### Task brief
Line by line, retype the whole listing exactly.

### Supplied material
PR #1064, opened 2026-06-01
Feature/litestar

BigBread57:


mmzeynalli:
Hi! Can you explain why instead of adding support to Litestar, you replaced everything starlette related with it?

### Task answer
PR #1064, opened 2026-06-01
Feature/litestar

BigBread57:


mmzeynalli:
Hi! Can you explain why instead of adding support to Litestar, you replaced everything starlette related with it?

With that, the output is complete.